*** Opening of Data records ***
PR #1744, opened 2022-05-11
remove related storage when delete a stream

rjman-ljm:
## Context

Fix a situation by deleting all storage

### Case

Both An and B record stream X. if A need to delete X (reaches the Completed threshold), but B need not delete X, then whether to delete X or not?

### Solution

Delete all

### DIFF
--- a/pallets/streaming/src/lib.rs
+++ b/pallets/streaming/src/lib.rs
@@ -119,8 +119,10 @@ pub mod pallet {
         InsufficientStreamBalance,
         /// Excess max streams count
         ExcessMaxStreamsCount,
+        /// Stream not started
+        NotStarted,
         /// Stream was cancelled or completed
-        StreamHasFinished,
+        HasFinished,
     }
 
     #[pallet::event]
@@ -253,11 +255,11 @@ pub mod pallet {
             );
             Streams::<T>::insert(stream_id, stream);
 
-            // Remove the outdated and finished streams
-            Self::update_finished_stream_library(&sender, &recipient)?;
             // Add the stream_id to stream_library for both the sender and receiver.
             Self::try_push_stream_library(&sender, stream_id, StreamKind::Send)?;
             Self::try_push_stream_library(&recipient, stream_id, StreamKind::Receive)?;
+            // Remove the outdated and finished streams, should do update after push
+            Self::update_finished_stream_library(&sender, &recipient)?;
 
             Self::deposit_event(Event::<T>::StreamCreated(
                 stream_id, sender, recipient, deposit, asset_id, start_time, end_time, true,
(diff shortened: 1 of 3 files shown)


rjman-ljm:
@GopherJ This PR is ready to review

GopherJ (approved):

pallets/streaming/src/lib.rs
*** Close of Data records ***
- _Assigned task_: Could you print the lines above, exactly as written, from the line containing "Fix a situation by deleting all storage" through the final one?

- _Your solution_:
Fix a situation by deleting all storage

### Case

Both An and B record stream X. if A need to delete X (reaches the Completed threshold), but B need not delete X, then whether to delete X or not?

### Solution

Delete all

### DIFF
--- a/pallets/streaming/src/lib.rs
+++ b/pallets/streaming/src/lib.rs
@@ -119,8 +119,10 @@ pub mod pallet {
         InsufficientStreamBalance,
         /// Excess max streams count
         ExcessMaxStreamsCount,
+        /// Stream not started
+        NotStarted,
         /// Stream was cancelled or completed
-        StreamHasFinished,
+        HasFinished,
     }
 
     #[pallet::event]
@@ -253,11 +255,11 @@ pub mod pallet {
             );
             Streams::<T>::insert(stream_id, stream);
 
-            // Remove the outdated and finished streams
-            Self::update_finished_stream_library(&sender, &recipient)?;
             // Add the stream_id to stream_library for both the sender and receiver.
             Self::try_push_stream_library(&sender, stream_id, StreamKind::Send)?;
             Self::try_push_stream_library(&recipient, stream_id, StreamKind::Receive)?;
+            // Remove the outdated and finished streams, should do update after push
+            Self::update_finished_stream_library(&sender, &recipient)?;
 
             Self::deposit_event(Event::<T>::StreamCreated(
                 stream_id, sender, recipient, deposit, asset_id, start_time, end_time, true,
(diff shortened: 1 of 3 files shown)


rjman-ljm:
@GopherJ This PR is ready to review

GopherJ (approved):

pallets/streaming/src/lib.rs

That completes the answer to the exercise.